I played the first three Prologue chapters in that Vampire Kickstarter boondoggle with a friend today. The whole setup is weird for those- you’re intended to play them solo, but they also function as a tutorial- the first is about the combat mechanics, the second is the investigation stuff, third diplomacy/conversation, and each is centered around one of the playable characters- they’re all specifically defined with backstories, etc., and each of the stories is a lead up to the main storyline in the game. So is each player in the campaign supposed to play through all of them, just trading the game around and trying to find the time to solo play? Only the character they’re interested in (but then they’d miss all the rules explanation)? Play through as a group, making the decisions together?

That said, they were reasonay engaging. I’ve come to the conclusion that it isn’t emulating an actual TTRPG campaign so much as a CRPG one (ala Planscape Torment or Disco Elysium)- there’s apparently a 40+ chapter main story, optional side quests, investigation and dialog mechanics that lead to different outcomes, branching conversations and outcomes (examples of which we saw in our playing). My friend is onboard to see where it goes, and I’m hopeful. The narrative has to be better than Etherfields, the base campaign of which we recently finished.

It’s interesting to contrast this with Forgotten Waters, which I picked up a cheap copy of recently off BGG marketplace. Where V:tM:Chapters feels like a CRPG, FW really does feel like a TTRPG game translated to a boardgame- mechanics that reinforce a playstyle for each player/character, crazy goofy fun stuff happening all the time, with a main story but each player having a narrative arc they get to work through. Neat contrast, playing them both relatively close to another.

I just ordered Brewcrafters after wishlisting it for almost a decade! Any play it? I love the theme and really enjoy games where players run businesses, so it looks like it should be a good fit.

I do wish that someone would republish the game with better artwork though. It looks pretty bland compared to more recent games, even from the same company!

Oh ho, look at Mr. Glass Half Empty over here! What kind of Debbie Downer can’t enjoy a Golden Age while it lasts? :)

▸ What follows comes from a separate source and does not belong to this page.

PR #860, opened 2022-09-23
Add configuration for gearmand integration

nilskuehme:
Achieved:

This PR enables the opportunity to handle the `gearmand` integration via Chef. It's possible to define every parameter described within the integration documentation example file.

I bet you’d appreciate the other game I’ve been playing a lot lately: a solitaire design called The First Jihad (one of the States of Siege games, published by White Dog Games, link to store page here). It’s about the first 100 years of Islam that preceded the Abbasids, from the immediate aftermath of Muhammed during the Rashidun caliphate, through the dramatic expansion of the Umayyads until the Abbasids take over. The Mongols have nothing on those early Arabs and the animating force of Islam.

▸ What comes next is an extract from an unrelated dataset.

PR #864, opened 2022-10-28
Add tls_ignore_warning and persist_connections parameters to rabbitmq monitor

bitle:
I have an issue where Datadog Agent is consuming too much CPU when RabbitMQ monitor configuration doesn't have these parameters enabled.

The extent of its historical nooks and crannies is pretty thrilling to me. Of course, Constantinople, the Iberian peninsula, the Caucasus, Egypt, and North Africa. But then the Arab armies tearing through Persia, crossing the Oxus and Indus rivers, all the way to China and India? Alexander was a punk.

Been playing state of siege Mound Builders. Really enjoy quite a few of the SOS games

Got my garage remodel done and my 8 foot table setup. Ready for Mr President.